[Extracted material]
PR #2048, opened 2025-11-29
Project Mode

russell-rozenbaum:
# Project Mode with Coding Agent

## Before Merge
- [ ] Split out project mode code and have a PR that just enables agentic assistant in docs/scratch mode
- [ ] Resolve Andrew's comments (special fold - unit test, deleted backpack code)

## After Merge
- [ ] Tab to view actions/documentation for actions
- [ ] Improve header readability and descriptiveness of tool calls
- [ ] Add ability for agent to write tests for its own code
- [ ] Allow for agent to write probes
- [ ] Add check for concave grout after edit actions
- [ ] General prompt improvement
- [ ] Working project mode
- [ ] Additional UI work on stepping through / exploring chats
- [ ] Make agent available in tutorial and exercises mode


Desktop/Programmierung/ResearchProjects/assistant-actions/.gitignore
disconcision, line 1: what is this folder 'Desktop/Programmierung'? there are a few files from it

src/haz3lcore/tiles/Base.re
```diff
@@ -39,33 +39,37 @@ let rec segment_to_string =
         (
           ~holes=" ",
           ~concave_holes=" ",
+          ~special_folds=false,
```
disconcision: are these for the code maps? can we see if it's possible to add these by putting folds directly on the segment structure before sending it to the printer to avoid a special case at this level? if it's easier to put them on the term instead this should now be possible, as maketerm and exp_to_segment now retain whitespace/comments with appropriate settings. lmk if there's complexity here.

(also nbd but ideally avoid re-ordering existing params like projector_to_segment to simplify merge conflicts)

src/haz3lcore/tiles/Base.re
```diff
@@ -39,33 +39,37 @@ let rec segment_to_string =
...
+
 and piece_to_string =
     (
       ~holes: string,
       ~concave_holes: string,
-      ~refractors: list((Id.t, _)),
-      ~refractor_seg_to_seg,
       ~projector_to_segment,
+      ~special_folds,
+      ~refractors: list((Id.t, _))=[],
```
disconcision, line 68: can you say why you added a default here? piece_to_string is an internal function that we should be cautious about calling independently; probably better to be explicit about its arguments. ideally we avoid having to call it at all but sometimes special cases must be made. open to discussion here.

src/haz3lcore/tiles/Base.re
```diff
@@ -74,31 +78,51 @@ and piece_to_string =
...
   | Projector(p) =>
-    segment_to_string(
-      ~holes,
-      ~concave_holes,
-      ~refractors,
-      ~refractor_seg_to_seg,
-      ~projector_to_segment,
-      projector_to_segment(p),
-    )
+    if (special_folds) {
```
disconcision: ah okay i get this now... nevermind what i said earlier about putting folds on through seg/term. but instead i think what you're doing here can be done by wrapping projector_to_segment and special-casing what happens with folds. then just call the regular printer with that special projector_to_segment; i don't think any modification to the printer here is necessary. the special projector_to_segment should basically replace projectors which single convex tiles whose label is ["⋱"]; lmk if you don't get what i mean

src/haz3lcore/zipper/action/Action.re
```diff
@@ -82,6 +82,35 @@ type paste =
...
+  | UpdatePattern(string, string) // Path, Code
+  | UpdateBindingClause(string, string) // Path, Code
+  | DeleteBindingClause(string) // Path
+  | DeleteBody(string) // Path
+  | InsertAfter(string, string) // Path, Code
+  | InsertBefore(string, string); // Path, Code
+
+// AddToolLabel_1.0: Make the action types (above) and add their cases to the funs (below)
+[@deriving (show({with_path: false}), sexp, yojson, eq)]
+type agent_editor_action =
```
disconcision, line 111: we can probably call these something like structural_actions instead as in principle they are not agent specific

src/haz3lcore/zipper/action/Action.re
```diff
@@ -82,6 +82,35 @@ type paste =
...
+  // Lists all the use sites of the indicated variable
+  | ShowUseSites(string)
+  // Displays the typing context/scope at the current let expression in the AST
+  // | ShowContext //todo: technically this is accomplished via showing sibs/parent
+  // Displays the entire definition of the current node, with no child/sub definitions abstracted away
+  | ShowReferences(string);
+
+// --- Edit Actions ---
+
+[@deriving (show({with_path: false}), sexp, yojson, eq)]
```
disconcision, line 97: these could ideally use a little more commentary explaining what the various actions do. also these types are a bit suspect, ideally a path is something more structured than a string, but we can discuss that.

src/haz3lcore/zipper/action/Action.re
```diff
@@ -82,6 +82,35 @@ type paste =
   | String(string)
   | Segment(Segment.t);
 
+[@deriving (show({with_path: false}), sexp, yojson, eq)]
+type read_action =
```
disconcision, line 87: not totally obvious to me that these should be `Actions` here as they do not change the editor state. we definitely want a type for them but editor actions specifically have so far been for things that produce changes not what i think is basically a side effect? but may change my mind as i read on.

src/haz3lcore/zipper/action/Action.re
```diff
@@ -121,7 +151,9 @@ module Failure = {
     | CantAccept
     | Cant_undo
     | Cant_redo
-    | CantIntroduce;
+    | CantIntroduce
+    | Composition_action_failure(string)
+    | Cant_derive_local_AST_information;
```
disconcision, line 157: lets me more specific about what the latter failure means, or at least talk about it

src/haz3lcore/zipper/action/Perform.re
```diff
@@ -6,6 +6,15 @@ type state = {
   col_target: option(int),
 };
 
+let mk_statics = (z: Zipper.t): Language.StaticsBase.Map.t =>
```
disconcision, line 9: why does this helper need to be here instead of being part of CompositionGo? if for dep cycle reasons lets say so, otherwise probably should move. let's also be specific about what this is going to get called on. if we want parent editor statics, we should use the cached statics. if not, we want to be deliberate about what the initial ctx is, so the builtin ctx may not be appropriate. not saying this helper is wrong, but just seeing it like this raises questions

src/haz3lcore/zipper/Printer.re
```diff
@@ -74,6 +74,7 @@ let of_segment =
     (
       ~holes=" ",
       ~concave_holes=" ",
+      ~special_folds=false,
```
disconcision: should be able to eliminate this parameter, see prev

src/language/proof/ProofCtx.re
disconcision, line 1: curious what causes the permissions change here; should probably reset these for cleanliness unless there's something wrong with existing perms?

src/llm-tests/tasks/booking-base.yaml
disconcision, line 1: not sure about what this folder should be called or where it should be. maybe in 'tests' directory. not sure we want to commit results to dev. maybe fine but discuss with @cyrus-

src/util/API.re
```diff
@@ -76,6 +76,64 @@ module Json = {
     let* pairs = get_kvs(json);
     List.assoc_opt(key, pairs);
   };
+
```
disconcision, line 79: could maybe use a comment. what is this?

src/util/ListUtil.re
```diff
@@ -305,6 +305,15 @@ let rec zip_defaults =
     ]
   };
 
+let rec opt_zip = (xs: list('x), ys: list('y)): option(list(('x, 'y))) =>
```
disconcision, line 308: add at least a unit test or two for any listutil fns added

src/util/ListUtil.re
```diff
@@ -502,6 +511,12 @@ let rec fold_left_opt =
   };
 };
 
+let intersection = (xs, ys) =>
```
disconcision, line 514: might want to note that this is O(mn) (hash version would be O(m+n)). this is fine but worth noting explicitly in case it gets on a hot path.

src/util/StringUtil.re
```diff
@@ -138,6 +138,85 @@ let prefixes = (s: string): list(string) => {
   };
 };
 
+/* Compute edit distance between two lists of strings using the Levenshtein algorithm */
```
disconcision, line 141: cool! what are we using this for?

src/web/app/sidebar/Sidebar.re
```diff
@@ -189,12 +189,11 @@ let view =
...
-      ~assistant_inject,
-      ~signal,
       ~explainThisModel: ExplainThisModel.t,
-      ~assistantModel: AssistantModel.t,
-      ~editor,
-      info: option(Language.Info.t),
+      ~editors_inject,
+      ~editors: Editors.Model.t,
+      ~editor: CodeWithStatics.Model.t,
+      ~signal,
```
disconcision, line 210: sending in both editors and editor is confusing, as the former contains the latter. why do we need editors holistically?

src/web/app/Page.re
```diff
@@ -32,12 +31,10 @@ module Store = {
         ~instructor_mode=globals.settings.instructor_mode,
       );
     let explain_this = ExplainThisModel.Store.load();
-    let assistant = AssistantModel.Store.load();
```
disconcision, line 49: how is state persistance for the assistant model being handled now? (i may answer this for myself later, just noting in case i dont)

src/web/app/Page.re
```diff
@@ -115,7 +98,10 @@ module Update = {
       |> Updated.return_quiet(~scroll_active=true)
     | Set(action) =>
       let* settings =
-        Settings.Update.update(~action, ~settings=model.globals.settings);
+        Settings.Update.update(
```
disconcision: why is settings being given a callback to call itself?

src/web/app/Page.re
```diff
@@ -525,7 +492,46 @@ module View = {
           if (is_input_field(elId)) {
             ();
           } else {
-            copy(cursor);
+            // Check if the target is within a system-message or agent-message
```
disconcision, line 529: let's break this out to a helper and also explain what's going on a bit better (i don't exactly get what this is doing, and the depth special case it a bit scary)

src/web/init/Init.re
```diff
@@ -35,6 +35,8 @@ let startup: PersistentData.t = {
   ),
 };
 
+let startup_project = Maps.StringMap.empty;
```
disconcision, line 38: if this is meant to live here it could probably use a comment; very unclear what this is

src/web/view/ProjectModeCore/AgentCore/Agent.re
disconcision, line 1: why is AgentCore in ProjectModeCore? what is the conceptual relationship between ProjectMode and Agent?

src/web/view/ProjectModeView/OLD_ASSISTANT/AssistantModel.re
disconcision, line 1: do we want to retain these commented-out files in OLD_ASSISTANT?

src/web/view/NewChat_openrouter_1.76523455245e+12.json
disconcision, line 1: what is this suspiciously named file?

src/web/www/style/nut-menu.css
```diff
@@ -286,7 +286,7 @@
   justify-content: center;
 }
 
-#top-bar #editor-mode .icon:hover {
```
disconcision, line 289: why was this removed? not necessarily bad but I wonder if it might have adverse consequences, ie this now adds a hover effect to icons not within the editor-mode element, which is not obviously desirable

src/web/Main.re
```diff
@@ -153,11 +153,6 @@ let start = {
       >= 0;
     NinjaKeys.initialize(Shortcut.options(schedule_action));
     JsUtil.focus_clipboard_shim();
-    /* Setup scroll listener for floating elements (backpack) */
-    FloatingElement.setup_scroll_listener();
```
disconcision, line 160: i don't think this should be removed; this will break the backpack z-index i think

src/web/Settings.re
```diff
@@ -332,6 +298,17 @@ module Update = {
           ...settings, //TODO[Matt]: Make sure instructor mode actually makes prelude read-only
           instructor_mode: !settings.instructor_mode,
         }
+      | AgentGlobals(agent_globals_action) =>
+        // AgentGlobals updates are handled at Page level with proper async scheduling
+        // This case should not be reached, but we include it for completeness
```
disconcision: given that this mandates a significant chance to the settings API (including the scheduling callback), we probably shouldn't have this if it isn't reached?

test/Test_Info.re
disconcision, line 1: more mode changes

disconcision (changes requested):
Here's a basic review of the integration layer. I think we should make some changes but probably nothing too substantial i dont think. Short notice for this afternoon's meeting; if you have a chance to glance over we can discuss, otherwise can discuss later in the week or next if you are available. some comments are just questions i'm not totally sure about it, mostly about functionality that has moved. 

A few things to break out:
 - I think the internal printer changes you made are probably both unnecessary and may have broken the probe tests; or at least something did. lmk if you don't know what my in-file comments about this mean.
  - I didn't look at the agent-specific stuff in depth but Agent.re is 1723 lines, effectively a god module containing Model + Update + Store for the agent, chat system, and messages all in one file. Should be split soon if not now
  - OLD_ASSISTANT/ directory — 2048 lines of fully commented-out dead code
  - 5 accidentally committed JSON chat logs (NewChat_openrouter_*.json) scattered in source directories — debug artifacts, not test fixtures (maybe add to .gitignore if these are getting generated automatically?)
  - HighLevelNodeMap is 786 lines with complex diff logic — could use documentation (not necessary immediately tho)
  - CSS files are large (~1272 lines for chat messages) — likely fine for now but suggest component-scoped styles later
  - empty files committed (Test_Info.re, Test_MatchExp.re, Test_Stepper.re, DebugConsole.re), just mode changes, no content

dm0n3y:
I can't seem to switch to project mode (testing this on hazel.org/build/project-mode). Keep getting an unhandled exception with the message "No current file" in console. This persists after clearing local storage. Has anyone else encountered this?

src/haz3lcore/tiles/Base.re
russell-rozenbaum: > by putting folds directly on the segment structure

I'm not sure what this means. Maybe we can talk about it in person/call.

src/haz3lcore/tiles/Base.re
russell-rozenbaum: sounds good, still might be helpful to talk over a call, this isn't trivial to me. id still be happy to try to understand more about it

russell-rozenbaum:
> I can't seem to switch to project mode (testing this on hazel.org/build/project-mode). Keep getting an unhandled exception with the message "No current file" in console. This persists after clearing local storage. Has anyone else encountered this?

this comes from Page.Update.get_editor. dev seems to use this function, but our branch never had this. When resolving the merge conflicts, I attempted to remove it, but the Probes tool in the Sidebar seems to deeply depend on it. @disconcision do you know if we need get_editor in Page.Update? I believe Probes is the only thing that depends on it now.

package.json
disconcision: are these load bearing or a merge artifact?

disconcision:
@russell-rozenbaum: Made the folds change I described, and also re-added a dropped line from dev which was causing some probes tests to fail. see: https://github.com/hazelgrove/hazel/pull/2048/changes/386090f378eca65b9206aed4518b7bef2c6b7e7f

cyrus-:
closing in favor of #2131 -- can open a separate PR for project mode things

disconcision:
@russell-rozenbaum @dm0n3y  re: get_editor/"no current file" yeah that's load-bearing to the extent that part of the sidebar functionality is to show a list of the probes in the current editor. is it the case that for project mode that sometimes there is no current editor? if that's the case, we can change this function signature to an option type, and update the sidebar to not show the probes list if its None.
[/Extracted material]
Problem
Your answer must be the lines above from the one containing "disconcision, line 1: why" to the one containing "disconcision, line 289: why", both included, restated word for word.

Written answer
disconcision, line 1: why is AgentCore in ProjectModeCore? what is the conceptual relationship between ProjectMode and Agent?

src/web/view/ProjectModeView/OLD_ASSISTANT/AssistantModel.re
disconcision, line 1: do we want to retain these commented-out files in OLD_ASSISTANT?

src/web/view/NewChat_openrouter_1.76523455245e+12.json
disconcision, line 1: what is this suspiciously named file?

src/web/www/style/nut-menu.css
```diff
@@ -286,7 +286,7 @@
   justify-content: center;
 }
 
-#top-bar #editor-mode .icon:hover {
```
disconcision, line 289: why was this removed? not necessarily bad but I wonder if it might have adverse consequences, ie this now adds a hover effect to icons not within the editor-mode element, which is not obviously desirable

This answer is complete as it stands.